Ummulqurahidayatullah.id | @Uqreat- Di beberapa pesantren, termasuk di wilayah Penajam Paser Utara, Kalimantan Timur, kebutuhan paling mendasar sering kali menjadi penentu tenang atau tidaknya para santri menjalani proses belajar.
Bukan soal kurikulum atau metode semata, tetapi hal sederhana: ketersediaan pangan. Kebutuhan inilah yang coba dijawab melalui program yang dijalankan BMH.
Lewat program Beras Santri Tahfidz, yatim dan dhuafa, BMH menyalurkan total 1.018 kilogram beras ke tiga titik, yakni Ponpes Hidayatullah Petung, Yayasan Palampang, dan Yayasan Abdullah Said Pemaluan, beberapa waktu lalu, Syawal 1447 H.
“Penyaluran dilakukan langsung ke lokasi pesantren dan rumah warga sekitar. Supaya ini berjalan tepat sasaran dan memudahkan mereka,” ungkap Kadiv Prodaya BMH Kaltim, Achmad Rifa’i (9/4/2026).
Sebelum bantuan disalurkan, tim BMH terlebih dahulu berkoordinasi dengan pengurus pesantren. Mereka memastikan jumlah santri, kondisi logistik, hingga tingkat kebutuhan yang ada.
“Hasilnya terlihat bahwa kebutuhan pangan masih menjadi perhatian utama dalam menjaga keberlangsungan aktivitas santri. Lalu jadilah program ini untuk direalisasikan,” imbuh Rifa’i.
Kebutuhan Mendasar
Sebanyak 176 santri serta 10 kepala keluarga dhuafa menjadi penerima manfaat program ini. Bantuan beras didistribusikan sesuai kebutuhan masing-masing lokasi, mulai dari Petung, Palampang, hingga Pemaluan.

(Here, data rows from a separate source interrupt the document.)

PR #328, opened 2026-08-13
fix(antminer): send `new_api` as a top-level flag rather than a `parameter`

cryptographicturk:
`send_rpc_command` wraps every parameter value in cgminer's `parameter`
argument. Bitmain's `new_api` is not a `parameter` — it is a top-level flag
alongside `command`. Nested, the firmware ignores it and answers with the
legacy payload.

Every `new_api` helper on this client is affected — `stats`, `summary`,
`pools`, `rate`, `warning` and `reload` all ask for the new API and silently
receive the old one. Nothing errors: the response is a well-formed
`STATUS: "S"` body, just the wrong shape, so a caller cannot tell.

## Evidence

Against an L9 and an L11 on `86.48-2.0.0`:

```
{"command":"stats","new_api":true}                -> STATS len 1, Msg "stats",         power/watt present
{"command":"stats","parameter":{"new_api":true}}  -> STATS len 2, Msg "CGMiner stats", no power field
```

The second response is byte-identical to sending `{"command":"stats"}` with no
parameter at all.

## The change

Object parameters merge at the top level; scalars keep the `parameter`
wrapper, preserving cgminer's own convention for commands like `switchpool`
that take a pool index. Every parameter currently passed within this backend
is a `new_api` object, so nothing relied on the old wrapping.

Request construction moves into `build_rpc_request` so the wire format is
unit-testable without a socket.

## Verification

- `cargo clippy -p asic-rs-firmwares-antminer --all-targets` — clean
- `cargo test -p asic-rs-firmwares-antminer` — 20 passed (8 new, covering
  object merge, scalar wrapping, absent parameters, and `command` precedence
  over a conflicting key)
- `cargo test --workspace` — no failures

Checked against live hardware by temporarily sourcing `DataField::Wattage`
from `stats` + `new_api` (that wiring is *not* part of this PR). With the fix,
wattage resolves on hardware that reports it and stays absent elsewhere:

```
L11   3651 W      L9   3357 W
L11   3636 W      L9   3353 W
                  L9   3379 W
```

Models whose firmware exposes no power draw (T21, S21 Hydro, S21+ Hydro)
correctly report nothing rather than erroring, and older units that do not
honour `new_api` at all still receive the legacy payload exactly as before.

The two payloads share only `fan_num` and `rate_30m`, identical in both, so
merging them into one field carries no risk of silently clobbering a value.

### DIFF
--- a/asic-rs-firmwares/antminer/src/backends/v2020/rpc.rs
+++ b/asic-rs-firmwares/antminer/src/backends/v2020/rpc.rs
@@ -10,33 +10,33 @@ use asic_rs_core::{
 use async_trait::async_trait;
 use serde_json::{Value, json};
 
+/// Bitmain's one API extension to the cgminer protocol.
+const NEW_API_FLAG: &str = "new_api";
+
 /// Build the JSON request for a cgminer-style RPC call.
 ///
-/// Bitmain's API extensions — `new_api` being the one this backend uses — are
-/// top-level flags alongside `command`, not values of cgminer's `parameter`
-/// argument. Wrapping them makes the firmware ignore the flag and silently
-/// answer with the legacy payload, which is indistinguishable from a
-/// successful call.
-///
-/// An object is always one of those extensions; cgminer's own convention
-/// passes a scalar (e.g. `switchpool`'s pool index), so scalars keep the
-/// `parameter` wrapper.
+/// `new_api` is a top-level flag alongside `command`, not a value of cgminer's
+/// `parameter` argument. Nested under `parameter` the firmware ignores it and
+/// answers with the legacy payload — a well-formed success a caller cannot
+/// tell apart from the real thing. Everything else keeps the `parameter`
+/// wrapper cgminer expects, e.g. `switchpool`'s pool index.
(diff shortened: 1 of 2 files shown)


asic-rs-firmwares/antminer/src/backends/v2020/rpc.rs
```diff
@@ -10,6 +10,35 @@ use asic_rs_core::{
...
+        }
+        Some(params) => json!({
+            "command": command,
+            "parameter": params
+        }),
+        None => json!({
+            "command": command
+        }),
+    }
+}
```
b-rowan, line 40: Is it preferable to only check for the `new_api` key specifically?  AFAIK this is the only key that needs to be top level, so might just be easiest to check for it directly.

If the need arises in the future, I think we would consider adding a `flags` argument to the rpc command, which would add those top level flags.

b-rowan (changes requested):
I think we should just check for the new_api flag directly, rather than implementing something generic (yet).  See my comment.

b-rowan (approved):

Bagi pengelola pesantren, bantuan ini bukan sekadar tambahan logistik. Ia menghadirkan ketenangan.
“Dukungan logistik ini sangat membantu kami dalam mengasuh adik-adik di sini. Karena kebutuhan mereka adalah hal paling mendasar. Alhamdulillah, beras ini bisa mencukupi hingga satu bulan ke depan,” ujar Mursyid, Ketua Yayasan Palampang.
Hal serupa juga dirasakan di lokasi lain. Maulana, pengasuh putri Hidayatullah Petung, menyampaikan rasa syukur atas bantuan yang datang.
“Kepada Allah kami bersyukur atas bantuan beras ini. Semoga BMH istiqamah menjalankan misi kebaikannya,” tuturnya.
Begitu pun dengan yang di Pemaluan, Nurhayati, guru MTs Al-Hamra. Ia juga merasakan hal yang sama. Bantuan tersebut hadir di waktu yang dibutuhkan.
“Alhamdulillah, bantuan ini datang di saat yang sangat tepat,” ujarnya.
Dampak Langsung
“Ketika kebutuhan dasar seperti pangan tercukupi, ruang belajar menjadi lebih tenang. Insya Alalh santri bisa fokus menghafal, beribadah, dan menjalani aktivitas tanpa dibayangi kekhawatiran logistik,” jelas Rifa’i.
Dari sini terlihat bahwa dukungan sederhana seperti beras tidak hanya mengisi dapur pesantren.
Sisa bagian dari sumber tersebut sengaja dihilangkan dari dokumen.